**Your objective**. Look through the data below. Pick out the lines holding the string "FeatureCollection".

[Start of Attachment]

Issue #138, opened 2018-12-05
Remove GeoDataMixin


greenape:
After providing #135 and #136 we should be able to remove the GeoDataMixin, since this obviates the need to return query results formatted as geojson, in favour of that being done by the end user combining data frames with geo as they see fit.

greenape:
I'm no longer as convinced about doing this as I was, because we've moved away from deprecating flowmachine as a standalone library.

PR #277, opened 2019-01-23
Geography API route

### LINKED ISSUE #135: Add API routes for obtaining geography
The API should provide a route for downloading geographies as GeoJSON, and FlowClient should provide a function to facilitate this.

jch1g10:
Closes #135

### I have:

### Description

Adds an API route for getting geography data from FlowDB, and a corresponding FlowClient function to return this GeoJSON object as a dict. Permissions checked are `"geography"` - `"get_result"` - `<aggregation>` (`"geography"` - `"run"`/`"poll"` are not used at present).
Currently this does interact with FlowMachine, since the code to generate the relevant SQL query exists in `GeoDataMixin`, but this could change when we address #138.

#### Other changes
- Changes zmq messages to send `"error"` status, as FlowAPI expects, instead of `"rejected"`.
- Fixes FlowClient test `test_get_result_by_id_error`, which was catching an error from `query_is_ready` instead of `get_result_by_query_id`.


flowapi/app/check_claims.py
```diff
@@ -0,0 +1,156 @@
...
+                "AUTHENTICATED",
+                request_id=request.request_id,
+                route=request.path,
+                user=get_jwt_identity(),
+                src_ip=request.headers.get("Remote-Addr"),
+                json_payload=json_payload,
+            )
+
+            # Get query kind
+            if request.path.split("/")[3] == "geography":
```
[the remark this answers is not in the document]
greenape: (Like that this is split off into a separate file now tho!)

flowapi/tests/unit/test_geography.py
```diff
@@ -0,0 +1,76 @@
...
+# file, You can obtain one at http://mozilla.org/MPL/2.0/.
+
+import pytest
+from json import loads
+
+from asynctest import return_once
+
+
+@pytest.mark.asyncio
+async def test_get_geography(app, dummy_zmq_server, access_token_builder):
```
greenape: Can we test that this is going to construct valid Geojson as well?

flowapi/app/geography.py
```diff
@@ -0,0 +1,81 @@
...
+    #  Get the reply.
+    message = await request.socket.recv_json()
+    current_app.logger.debug(f"Got message: {message}")
+    if message["status"] == "done":
+        results_streamer = stream_with_context(assemble_geojson_feature_collection)(
+            message["sql"], message["crs"]
+        )
+        mimetype = "application/geo+json"
+
+        current_app.logger.debug("Returning.")
```
maxalbert: Maybe make this message slightly more informative (e.g. to say what we're returning)?

flowmachine/flowmachine/core/mixins/geodata_mixin.py
```diff
@@ -243,16 +244,32 @@ def _get_geojson(self, proj4):
...
-        ]
+        features = [x[0] for x in self.connection.fetch(self.geojson_query(crs=proj4))]
         js = {
             "properties": {"crs": proj4},
             "type": "FeatureCollection",
             "features": features,
         }
         return js
 
+    def get_proj4_string(self, crs=None):
```
greenape: Not immediately clear why this is necessary, given it just wraps the util method?

integration_tests/tests/test_queries.py
```diff
@@ -47,3 +47,22 @@ def test_run_query(query_kind, params, access_token_builder, api_host):
...
+                "geography": {
+                    "permissions": permissions_types,
+                    "spatial_aggregation": aggregation_types,
+                }
+            }
+        ),
+    )
+    result_geojson = flowclient.get_geography(con, "admin3")
+    assert "FeatureCollection" == result_geojson["type"]
+    assert "crs" in result_geojson["properties"]
```
greenape: The crs property shouldn't actually be there - I'd like this to actually validate the geojson that comes back instead.

flowapi/app/geography.py
```diff
@@ -0,0 +1,81 @@
...
+            {
+                "Transfer-Encoding": "chunked",
+                "Content-Disposition": f"attachment;filename={aggregation_unit}.geojson",
+                "Content-type": mimetype,
+            },
+        )
+    elif message["status"] == "error":
+        return jsonify({"status": "Error", "msg": message["error"]}), 403
+    else:
+        return jsonify({}), 404
```
maxalbert: I don't know what best practice is here, since 404 already indicates that this route doesn't exist, but is it worth adding an explicit human-readable error message too, to make it slightly easier to debug the failure?

flowapi/app/geography.py
```diff
@@ -0,0 +1,81 @@
...
+
+    Yields
+    ------
+    bytes
+        Encoded lines of JSON
+
+    """
+    logger = current_app.logger
+    pool = current_app.pool
+    yield f'{{"properties":{{"crs":"{crs}"}}, "type":"FeatureCollection", "features":['.encode()
```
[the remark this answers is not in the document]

[End of Attachment]

**Expected output**.
             "type": "FeatureCollection",
+    assert "FeatureCollection" == result_geojson["type"]
+    yield f'{{"properties":{{"crs":"{crs}"}}, "type":"FeatureCollection", "features":['.encode()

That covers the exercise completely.